++++ DATASET EXCERPTS ++++

PR #2670, opened 2021-11-03
[SW-2642] Add Missing Scala Setters for 'spark.ext.h2o.extra.cluster.nodes' Property

mn-mikke:


core/src/main/scala/ai/h2o/sparkling/backend/internal/InternalBackendConf.scala
```diff
@@ -56,6 +56,10 @@ trait InternalBackendConf extends SharedBackendConf with InternalBackendConfExte
   /** Setters */
   def setNumH2OWorkers(numWorkers: Int): H2OConf = set(PROP_CLUSTER_SIZE._1, numWorkers.toString)
 
+  def setExtraClusterNodesEnabled(): H2OConf = set(PROP_EXTRA_CLUSTER_NODES._1, true)
```
michalkurka, line 59: is this something we can automatically test? == list all the options from InternalBackendConf and check that gthere is a getter/setter for each of them?

krasinski (approved):

core/src/main/scala/ai/h2o/sparkling/backend/internal/InternalBackendConf.scala
mn-mikke: This is good idea, but I don't know how to make association between property names and getters and setters in the current state. IMHO it would require to rename properties to a constant names.

michalkurka: Oh, I see - I didn't notice that. Maybe just a simple check that number of properties is the same as the number of setters/getters?

mn-mikke: I've added some tests based on the number of properties and number of getters/setters

michalkurka: thank you Marek, great to see that no other properties had missing setters/getters

michalkurka (approved):

PR #2671, opened 2021-11-03
[SW-2629] Rewrite Word2Vec to use H2OFeatureEstimator api

krasinski:
that one took me waaay to much time but made me understand a lot more


ml/src/main/scala/ai/h2o/sparkling/ml/features/H2OWord2VecBase.scala
```diff
@@ -0,0 +1,50 @@
...
+  with H2OWord2VecExtraParams {
+
+  private val appendEmptyStringUdf: UserDefinedFunction = udf[Seq[String], Seq[String]](_ :+ "")
+
+  override def fit(dataset: Dataset[_]): H2OWord2VecMOJOModel = {
+    val inputCol: String = getInputCol()
+    val ds = dataset
+      .filter(col(inputCol).isNotNull)
+      .filter(size(col(inputCol)) =!= 0)
+      .withColumn(inputCol, appendEmptyStringUdf(col(inputCol)))
```
krasinski, line 24: the old impl did that and till this point I'm not 100% sure what's the reason behind that

scoring/src/main/scala/ai/h2o/sparkling/ml/models/H2OWord2VecMOJOBase.scala
```diff
@@ -0,0 +1,50 @@
...
+import org.apache.spark.sql.expressions.UserDefinedFunction
+import org.apache.spark.sql.types.StructType
+
+import scala.collection.mutable
+
+trait H2OWord2VecMOJOBase extends H2OFeatureMOJOModel with H2OWord2VecExtraParams {
+
+  override protected def inputColumnNames: Array[String] = Array(getInputCol())
+
+  protected override def mojoUDF: UserDefinedFunction = {
```
krasinski, line 33: that udf is a shameless copy-paste from H2OMOJOPredictionWordEmbedding, it will require some bigger refactoring to reuse that trait because it requires H2OAlgorithmMOJOModel, and that's H2OFeatureMOJOModel, I even tried refactoring but it turned out too complex for that PR

ml/src/test/scala/ai/h2o/sparkling/ml/features/H2OWord2VecTestSuite.scala
```diff
@@ -75,8 +79,14 @@ class H2OWord2VecTestSuite extends FunSuite with Matchers with SharedH2OTestCont
   test("Basic Word2Vec") {
```
krasinski, line 79: I did not change much in the test besides that one which didn't check anything anyway mostly to prove the new impl passes the same tests as the old one

ml/src/main/scala/ai/h2o/sparkling/ml/features/H2OWord2VecBase.scala
mn-mikke: it seems that empty string is used as a delimiter of sentences. explode will crate a string column from an array column. See https://docs.h2o.ai/h2o/latest-stable/h2o-docs/data-munging/tokenize.html#tokenize

scoring/src/main/scala/ai/h2o/sparkling/ml/models/H2OWord2VecMOJOBase.scala
mn-mikke: `H2OMOJOPredictionWordEmbedding` needs to be removed sooner or latter. After this PR it will become a death code. Word2Vec should be the only algorithm with word embedding predictions.

scoring/src/main/scala/ai/h2o/sparkling/ml/params/H2OWord2VecExtraParams.scala
```diff
@@ -0,0 +1,53 @@
...
+ */
+
+package ai.h2o.sparkling.ml.params
+
+import ai.h2o.sparkling.ml.models.H2OFeatureEstimatorBase
+import org.apache.spark.sql.types.{ArrayType, FloatType, StructField, StructType}
+
+trait H2OWord2VecExtraParams extends H2OFeatureEstimatorBase with HasOutputCol with HasInputColOnMOJO {
+
+  override protected def validate(schema: StructType): Unit = {
```
mn-mikke, line 25: Don't we need to add additional type checks for inputCol? E.g array column?

scoring/src/main/scala/ai/h2o/sparkling/ml/params/HasInputColOnMOJO.scala
```diff
@@ -0,0 +1,14 @@
+package ai.h2o.sparkling.ml.params
+
+import org.apache.spark.ml.param.{Param, Params}
+
+trait HasInputColOnMOJO extends Params {
+  protected val inputCol: Param[String] = new Param[String](this, "inputCol", "Input column name")
+
+  def getInputCol(): String = $(inputCol)
+
+  setDefault(inputCol -> "")
```
mn-mikke, line 10: do we need to set default? or could we set it to a regular value like `inputCol`

mn-mikke (commented):
Don't we need to change code also in Python? Can you add tests to `test_mojo_parameters.py` and `MOJOParameterTestSuite`?

Otherwise, it looks good.

scoring/src/main/scala/ai/h2o/sparkling/ml/params/H2OWord2VecExtraParams.scala
krasinski: I added the "array of strings" check, wdyt?

ml/src/test/scala/ai/h2o/sparkling/ml/algos/TransformSchemaTestSuite.scala
```diff
@@ -42,12 +40,12 @@ trait TransformSchemaTestSuite extends FunSuite with Matchers {
     mojo
   }
 
-  test("transformSchema with detailed prediction col") {
+  test("transformSchema with prediction col") {
     val model = loadMojo(
       H2OMOJOSettings(withLeafNodeAssignments = getWithLeafNodeAssignments, withStageResults = getWithStageResults))
 
     val datasetFields = dataset.schema.fields
-    val expectedSchema = StructType(datasetFields ++ (expectedDetailedPredictionCol :: expectedPredictionCol :: Nil))
```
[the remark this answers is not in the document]
krasinski: it's because the only test which is using this test base is WordEmbeddingTestSuite.scala

scoring/src/main/scala/ai/h2o/sparkling/ml/params/H2OWord2VecExtraParams.scala
krasinski: nice catch!

ml/src/main/scala/ai/h2o/sparkling/ml/params/HasPreTrained.scala
```diff
@@ -0,0 +1,42 @@
...
+package ai.h2o.sparkling.ml.params
+
+import ai.h2o.sparkling.H2OFrame
+import org.apache.spark.sql.DataFrame
+
+trait HasPreTrained extends H2OAlgoParamsBase with HasDataFrameSerializer {
+  private val preTrained = new NullableDataFrameParam(
+    this,
+    "preTrained",
+    "Id of a data frame that contains a pre-trained (external) word2vec model.")
```
mn-mikke, line 27: Is the comment correct? :` Id of a data frame`

ml/src/test/scala/ai/h2o/sparkling/ml/features/H2OWord2VecTestSuite.scala
```diff
@@ -33,53 +37,75 @@ class H2OWord2VecTestSuite extends FunSuite with Matchers with SharedH2OTestCont
...
+    new Pipeline().setStages(Array(tokenizer, stopWordsRemover, w2v, kMeans))
   }
 
-  test("H2OWord2Vec Pipeline serialization and deserialization") {
-    getPipeline().write.overwrite().save("ml/build/w2v_pipeline")
-    val loadedPipeline = Pipeline.load("ml/build/w2v_pipeline")
-    val model = loadedPipeline.fit(trainingDataset)
-    val expected = model.transform(testingDataset)
-
-    model.write.overwrite().save("ml/build/w2v_pipeline_model")
```
mn-mikke, line 69: IMHO, it's good to check that persistence of the model doesn't affect the model behavior.

ml/src/main/scala/ai/h2o/sparkling/ml/params/HasPreTrained.scala
krasinski: that's copypasted from the [h2o-3 docs](https://docs.h2o.ai/h2o/latest-stable/h2o-docs/data-science/word2vec.html?highlight=pre_trained):
`pre_trained: Specify the ID of a data frame that contains a pre-trained (external) Word2vec model.`
that's a bit confusing but I guess every h2o frame has an ID and that could be passed here, not sure what to do about it

ml/src/test/scala/ai/h2o/sparkling/ml/algos/WordEmbeddingTestSuite.scala
```diff
@@ -32,25 +32,17 @@ class WordEmbeddingTestSuite extends FunSuite with Matchers with SharedH2OTestCo
 
   override protected lazy val dataset: DataFrame = {
     Seq(
-      "Lorem ipsum dolor sit amet, consectetuer adipiscing elit",
-      "Curabitur vitae diam non enim vestibulum interdum",
-      "Fusce suscipit libero eget elit",
-      "Nunc auctor").toDF("text")
+      Seq(
```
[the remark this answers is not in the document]
krasinski: deleted, moved to the word2vectestsuite

ml/src/test/scala/ai/h2o/sparkling/ml/algos/TransformSchemaTestSuite.scala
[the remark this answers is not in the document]
krasinski: deleted, moved to the word2vectestsuite

ml/src/test/scala/ai/h2o/sparkling/ml/features/H2OWord2VecTestSuite.scala
krasinski: not sure why I removed it, probably by mistake, it's back now, thanks

ml/src/main/scala/ai/h2o/sparkling/ml/params/HasPreTrained.scala
mn-mikke: Can we remove at least: `Id of `? Each H2OFrame has its own key(id), which serves as a reference the H2O cluster DKV. SW API uses Spark dataframes instead of H2O frames. After SW transforms dataframe to h2o frame, it passes [its key to h2o backend](https://github.com/h2oai/h2o-3/blob/879e58d3e5f98064b738189febecd845bf4f87c4/h2o-algos/src/main/java/hex/schemas/Word2VecV3.java#L53), but this is hidden to users.

This description will be utilized as source for [generated documentation](https://docs.h2o.ai/sparkling-water/3.0/latest-stable/doc/parameters/parameters_H2OWord2Vec.html).

mn-mikke (approved):
LGTM - Great work, thank you!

++++

Read through the data and copy every line where "added" shows up.

▶ OUTPUT FOR THIS EXERCISE
mn-mikke: I've added some tests based on the number of properties and number of getters/setters
krasinski: I added the "array of strings" check, wdyt?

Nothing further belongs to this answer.